#### Record set
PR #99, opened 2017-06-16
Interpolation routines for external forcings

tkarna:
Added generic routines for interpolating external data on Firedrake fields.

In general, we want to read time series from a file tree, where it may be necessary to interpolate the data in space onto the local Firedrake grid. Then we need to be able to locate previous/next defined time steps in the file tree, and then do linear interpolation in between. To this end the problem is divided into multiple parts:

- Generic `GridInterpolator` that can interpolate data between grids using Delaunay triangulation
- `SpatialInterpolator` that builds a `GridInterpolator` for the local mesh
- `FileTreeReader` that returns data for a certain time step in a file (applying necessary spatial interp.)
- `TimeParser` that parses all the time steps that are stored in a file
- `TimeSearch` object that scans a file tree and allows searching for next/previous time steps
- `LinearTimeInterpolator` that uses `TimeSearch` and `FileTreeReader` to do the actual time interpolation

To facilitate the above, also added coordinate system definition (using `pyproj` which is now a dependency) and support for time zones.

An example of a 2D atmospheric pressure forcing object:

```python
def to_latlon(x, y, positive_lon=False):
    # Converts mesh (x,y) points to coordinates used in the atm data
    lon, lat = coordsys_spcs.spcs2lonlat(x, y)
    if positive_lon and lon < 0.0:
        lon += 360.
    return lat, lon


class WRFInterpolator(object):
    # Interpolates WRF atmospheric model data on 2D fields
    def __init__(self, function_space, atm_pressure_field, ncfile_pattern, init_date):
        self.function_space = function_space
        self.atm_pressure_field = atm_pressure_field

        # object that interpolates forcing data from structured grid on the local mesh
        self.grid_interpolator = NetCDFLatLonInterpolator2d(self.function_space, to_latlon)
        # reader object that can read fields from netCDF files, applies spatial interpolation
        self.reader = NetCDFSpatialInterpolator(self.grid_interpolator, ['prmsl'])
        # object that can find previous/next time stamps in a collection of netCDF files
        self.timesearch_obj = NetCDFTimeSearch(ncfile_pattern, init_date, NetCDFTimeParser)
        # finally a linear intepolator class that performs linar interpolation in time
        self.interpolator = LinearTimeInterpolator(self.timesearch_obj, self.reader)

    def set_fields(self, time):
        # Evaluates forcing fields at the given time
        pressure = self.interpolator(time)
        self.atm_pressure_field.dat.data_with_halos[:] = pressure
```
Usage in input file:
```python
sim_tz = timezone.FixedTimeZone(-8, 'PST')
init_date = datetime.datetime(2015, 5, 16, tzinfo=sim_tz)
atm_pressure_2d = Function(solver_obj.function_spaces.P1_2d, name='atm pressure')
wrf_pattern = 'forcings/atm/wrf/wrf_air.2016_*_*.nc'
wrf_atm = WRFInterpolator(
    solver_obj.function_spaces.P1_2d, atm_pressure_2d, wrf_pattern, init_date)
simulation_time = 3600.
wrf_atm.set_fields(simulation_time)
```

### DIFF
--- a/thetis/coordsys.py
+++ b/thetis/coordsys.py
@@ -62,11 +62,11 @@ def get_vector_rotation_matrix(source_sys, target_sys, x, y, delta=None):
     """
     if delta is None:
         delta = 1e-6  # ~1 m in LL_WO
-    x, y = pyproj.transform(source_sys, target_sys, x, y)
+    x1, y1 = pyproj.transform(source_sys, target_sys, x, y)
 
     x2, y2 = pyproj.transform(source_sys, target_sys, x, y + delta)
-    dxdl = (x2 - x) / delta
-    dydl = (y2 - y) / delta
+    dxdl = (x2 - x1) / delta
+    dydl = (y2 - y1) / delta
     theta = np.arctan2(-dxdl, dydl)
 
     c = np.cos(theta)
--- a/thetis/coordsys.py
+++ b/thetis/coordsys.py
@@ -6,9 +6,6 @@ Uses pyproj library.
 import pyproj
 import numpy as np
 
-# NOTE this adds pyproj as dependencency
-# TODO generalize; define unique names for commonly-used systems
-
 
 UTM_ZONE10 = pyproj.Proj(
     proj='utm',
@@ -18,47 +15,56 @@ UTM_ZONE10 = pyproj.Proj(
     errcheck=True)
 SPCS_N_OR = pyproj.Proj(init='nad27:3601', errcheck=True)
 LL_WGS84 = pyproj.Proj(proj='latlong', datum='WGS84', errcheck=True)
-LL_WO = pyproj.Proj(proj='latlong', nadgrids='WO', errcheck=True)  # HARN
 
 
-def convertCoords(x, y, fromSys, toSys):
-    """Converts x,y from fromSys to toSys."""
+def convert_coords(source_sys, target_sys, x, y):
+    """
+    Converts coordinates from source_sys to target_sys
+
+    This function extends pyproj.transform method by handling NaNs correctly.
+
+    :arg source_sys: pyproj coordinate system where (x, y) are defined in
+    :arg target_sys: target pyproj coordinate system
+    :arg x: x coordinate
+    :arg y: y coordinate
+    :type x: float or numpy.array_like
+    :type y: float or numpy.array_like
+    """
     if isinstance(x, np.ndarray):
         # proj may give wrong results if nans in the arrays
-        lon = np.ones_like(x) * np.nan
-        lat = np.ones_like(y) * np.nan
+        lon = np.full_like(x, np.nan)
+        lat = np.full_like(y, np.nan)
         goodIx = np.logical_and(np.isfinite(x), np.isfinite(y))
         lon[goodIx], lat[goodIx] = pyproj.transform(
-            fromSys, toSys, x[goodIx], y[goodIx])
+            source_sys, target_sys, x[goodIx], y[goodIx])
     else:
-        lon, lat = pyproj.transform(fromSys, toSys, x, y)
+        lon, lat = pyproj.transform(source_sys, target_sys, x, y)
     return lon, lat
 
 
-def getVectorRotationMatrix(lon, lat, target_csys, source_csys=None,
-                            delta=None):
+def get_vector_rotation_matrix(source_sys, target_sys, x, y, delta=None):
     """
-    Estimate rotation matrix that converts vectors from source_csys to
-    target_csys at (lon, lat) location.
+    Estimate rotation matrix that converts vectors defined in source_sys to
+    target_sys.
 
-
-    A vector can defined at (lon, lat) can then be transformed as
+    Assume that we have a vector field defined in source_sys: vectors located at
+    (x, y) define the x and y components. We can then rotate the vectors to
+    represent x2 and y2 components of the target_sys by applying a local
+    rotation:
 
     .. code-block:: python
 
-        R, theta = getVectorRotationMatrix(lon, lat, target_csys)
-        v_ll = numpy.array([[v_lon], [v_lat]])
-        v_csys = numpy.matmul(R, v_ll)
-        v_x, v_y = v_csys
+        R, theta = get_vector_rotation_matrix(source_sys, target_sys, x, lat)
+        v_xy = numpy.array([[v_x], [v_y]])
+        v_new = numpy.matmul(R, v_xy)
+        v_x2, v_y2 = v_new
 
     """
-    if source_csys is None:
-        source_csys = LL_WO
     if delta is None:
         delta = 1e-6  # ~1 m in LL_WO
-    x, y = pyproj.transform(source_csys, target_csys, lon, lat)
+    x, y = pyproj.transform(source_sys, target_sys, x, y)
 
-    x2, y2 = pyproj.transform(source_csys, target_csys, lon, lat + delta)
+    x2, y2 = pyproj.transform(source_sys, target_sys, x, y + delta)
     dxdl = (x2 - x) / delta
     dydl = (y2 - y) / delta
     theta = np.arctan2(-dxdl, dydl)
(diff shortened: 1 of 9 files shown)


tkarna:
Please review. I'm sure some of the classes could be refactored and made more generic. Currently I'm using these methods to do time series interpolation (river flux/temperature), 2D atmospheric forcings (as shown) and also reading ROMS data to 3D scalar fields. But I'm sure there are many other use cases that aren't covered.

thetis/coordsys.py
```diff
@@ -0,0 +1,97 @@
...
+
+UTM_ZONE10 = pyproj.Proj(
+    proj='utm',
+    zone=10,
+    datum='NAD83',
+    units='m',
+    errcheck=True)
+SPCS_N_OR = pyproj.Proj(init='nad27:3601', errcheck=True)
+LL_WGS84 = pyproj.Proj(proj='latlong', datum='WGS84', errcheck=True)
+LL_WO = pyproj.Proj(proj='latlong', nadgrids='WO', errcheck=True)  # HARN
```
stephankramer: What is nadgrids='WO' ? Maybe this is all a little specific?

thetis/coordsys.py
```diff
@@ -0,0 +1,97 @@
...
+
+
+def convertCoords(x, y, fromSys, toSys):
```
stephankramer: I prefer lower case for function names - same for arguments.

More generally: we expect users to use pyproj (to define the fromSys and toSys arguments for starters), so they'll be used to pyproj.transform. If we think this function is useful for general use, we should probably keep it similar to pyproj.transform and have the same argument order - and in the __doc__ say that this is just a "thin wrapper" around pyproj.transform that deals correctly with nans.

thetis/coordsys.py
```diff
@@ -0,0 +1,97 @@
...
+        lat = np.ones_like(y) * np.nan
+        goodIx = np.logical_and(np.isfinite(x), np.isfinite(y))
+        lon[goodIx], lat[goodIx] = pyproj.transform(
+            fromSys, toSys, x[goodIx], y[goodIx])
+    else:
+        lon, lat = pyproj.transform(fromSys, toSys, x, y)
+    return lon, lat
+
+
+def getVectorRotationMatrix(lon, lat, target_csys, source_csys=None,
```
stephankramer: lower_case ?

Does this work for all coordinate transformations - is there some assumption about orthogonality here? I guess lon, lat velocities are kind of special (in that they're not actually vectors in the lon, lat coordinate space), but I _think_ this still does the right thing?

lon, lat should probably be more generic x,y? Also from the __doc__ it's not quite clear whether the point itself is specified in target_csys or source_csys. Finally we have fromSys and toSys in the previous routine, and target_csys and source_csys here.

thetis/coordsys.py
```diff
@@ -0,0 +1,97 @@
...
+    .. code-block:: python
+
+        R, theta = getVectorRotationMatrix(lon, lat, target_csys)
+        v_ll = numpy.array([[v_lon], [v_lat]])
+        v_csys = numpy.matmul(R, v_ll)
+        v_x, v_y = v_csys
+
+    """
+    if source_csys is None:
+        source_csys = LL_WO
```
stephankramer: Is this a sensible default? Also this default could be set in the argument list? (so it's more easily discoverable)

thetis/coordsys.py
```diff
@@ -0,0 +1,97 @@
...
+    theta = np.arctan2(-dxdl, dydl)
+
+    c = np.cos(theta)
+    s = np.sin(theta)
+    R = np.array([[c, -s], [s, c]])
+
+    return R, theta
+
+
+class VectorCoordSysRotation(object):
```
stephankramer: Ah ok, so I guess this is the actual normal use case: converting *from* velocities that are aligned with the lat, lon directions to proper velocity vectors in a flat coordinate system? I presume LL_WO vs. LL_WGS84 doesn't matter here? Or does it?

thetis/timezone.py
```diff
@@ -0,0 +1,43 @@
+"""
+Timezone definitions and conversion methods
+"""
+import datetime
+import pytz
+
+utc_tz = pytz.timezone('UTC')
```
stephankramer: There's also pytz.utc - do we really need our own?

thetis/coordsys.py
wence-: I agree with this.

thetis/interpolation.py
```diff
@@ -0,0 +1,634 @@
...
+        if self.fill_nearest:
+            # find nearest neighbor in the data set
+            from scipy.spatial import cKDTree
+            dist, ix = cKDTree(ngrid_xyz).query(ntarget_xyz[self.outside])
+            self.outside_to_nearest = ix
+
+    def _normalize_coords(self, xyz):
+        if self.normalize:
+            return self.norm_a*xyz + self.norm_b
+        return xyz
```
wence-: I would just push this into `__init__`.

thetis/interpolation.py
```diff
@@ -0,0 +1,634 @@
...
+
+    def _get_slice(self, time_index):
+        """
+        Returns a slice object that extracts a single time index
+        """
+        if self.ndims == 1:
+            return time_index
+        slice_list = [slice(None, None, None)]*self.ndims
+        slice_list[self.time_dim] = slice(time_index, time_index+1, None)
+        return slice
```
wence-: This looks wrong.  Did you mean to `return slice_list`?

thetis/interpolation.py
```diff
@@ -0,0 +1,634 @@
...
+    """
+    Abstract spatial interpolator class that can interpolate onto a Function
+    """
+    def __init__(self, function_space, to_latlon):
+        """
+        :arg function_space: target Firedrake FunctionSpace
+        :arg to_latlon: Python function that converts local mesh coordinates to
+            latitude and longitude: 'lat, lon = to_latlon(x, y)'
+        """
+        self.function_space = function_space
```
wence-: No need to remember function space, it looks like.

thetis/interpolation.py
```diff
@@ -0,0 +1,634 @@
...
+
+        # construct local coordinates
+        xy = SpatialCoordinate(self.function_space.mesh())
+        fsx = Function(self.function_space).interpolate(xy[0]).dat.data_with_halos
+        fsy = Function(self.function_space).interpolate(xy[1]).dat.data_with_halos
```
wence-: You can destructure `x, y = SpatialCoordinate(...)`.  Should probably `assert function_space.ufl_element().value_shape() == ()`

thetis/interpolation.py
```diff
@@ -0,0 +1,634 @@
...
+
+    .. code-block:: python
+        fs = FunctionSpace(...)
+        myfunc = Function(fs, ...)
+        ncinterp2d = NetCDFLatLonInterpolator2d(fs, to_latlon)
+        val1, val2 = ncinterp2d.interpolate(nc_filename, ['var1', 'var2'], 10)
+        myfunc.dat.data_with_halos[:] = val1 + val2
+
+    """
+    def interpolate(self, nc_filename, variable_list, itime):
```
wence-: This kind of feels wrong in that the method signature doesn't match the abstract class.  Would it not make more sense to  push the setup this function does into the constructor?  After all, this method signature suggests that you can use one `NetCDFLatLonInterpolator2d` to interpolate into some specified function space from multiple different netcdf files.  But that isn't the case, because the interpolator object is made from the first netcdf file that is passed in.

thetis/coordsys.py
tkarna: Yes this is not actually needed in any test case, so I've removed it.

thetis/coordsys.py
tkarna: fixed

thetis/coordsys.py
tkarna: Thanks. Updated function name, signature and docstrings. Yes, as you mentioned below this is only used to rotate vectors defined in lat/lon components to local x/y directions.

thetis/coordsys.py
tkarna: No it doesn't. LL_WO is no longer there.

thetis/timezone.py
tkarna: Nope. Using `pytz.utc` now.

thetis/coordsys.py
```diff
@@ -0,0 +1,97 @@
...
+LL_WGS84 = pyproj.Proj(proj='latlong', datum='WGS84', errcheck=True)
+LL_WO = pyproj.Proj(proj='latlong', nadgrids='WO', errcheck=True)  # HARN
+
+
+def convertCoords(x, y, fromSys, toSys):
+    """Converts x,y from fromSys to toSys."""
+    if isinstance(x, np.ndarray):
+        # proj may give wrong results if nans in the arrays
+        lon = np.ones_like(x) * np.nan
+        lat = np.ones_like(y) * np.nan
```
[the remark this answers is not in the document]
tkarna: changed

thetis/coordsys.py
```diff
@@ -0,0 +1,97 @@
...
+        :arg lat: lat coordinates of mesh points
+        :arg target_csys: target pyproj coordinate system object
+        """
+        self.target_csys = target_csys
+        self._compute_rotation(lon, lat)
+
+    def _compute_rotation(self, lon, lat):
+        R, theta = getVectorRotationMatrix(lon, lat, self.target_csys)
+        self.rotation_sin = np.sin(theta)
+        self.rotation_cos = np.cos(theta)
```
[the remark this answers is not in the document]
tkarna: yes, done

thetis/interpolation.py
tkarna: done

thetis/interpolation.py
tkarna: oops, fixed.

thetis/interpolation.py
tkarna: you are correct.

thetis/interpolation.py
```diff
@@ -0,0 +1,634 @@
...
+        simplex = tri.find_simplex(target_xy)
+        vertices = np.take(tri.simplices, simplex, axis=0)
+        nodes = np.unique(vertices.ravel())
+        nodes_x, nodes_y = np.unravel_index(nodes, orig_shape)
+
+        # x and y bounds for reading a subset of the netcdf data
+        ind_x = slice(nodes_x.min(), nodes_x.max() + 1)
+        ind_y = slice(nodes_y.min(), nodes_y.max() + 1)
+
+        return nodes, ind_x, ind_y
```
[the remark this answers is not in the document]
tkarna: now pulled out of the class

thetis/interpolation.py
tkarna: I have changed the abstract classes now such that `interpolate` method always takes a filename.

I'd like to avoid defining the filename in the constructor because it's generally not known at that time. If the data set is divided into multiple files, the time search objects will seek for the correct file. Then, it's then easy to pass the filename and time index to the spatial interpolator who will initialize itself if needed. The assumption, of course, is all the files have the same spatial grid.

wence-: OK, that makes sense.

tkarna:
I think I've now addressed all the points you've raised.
########
> [Activity]: Out of the material above, gather each line where "import" appears.

> [Response box]:
 import pyproj
 import numpy as np
+import datetime
+import pytz
+            from scipy.spatial import cKDTree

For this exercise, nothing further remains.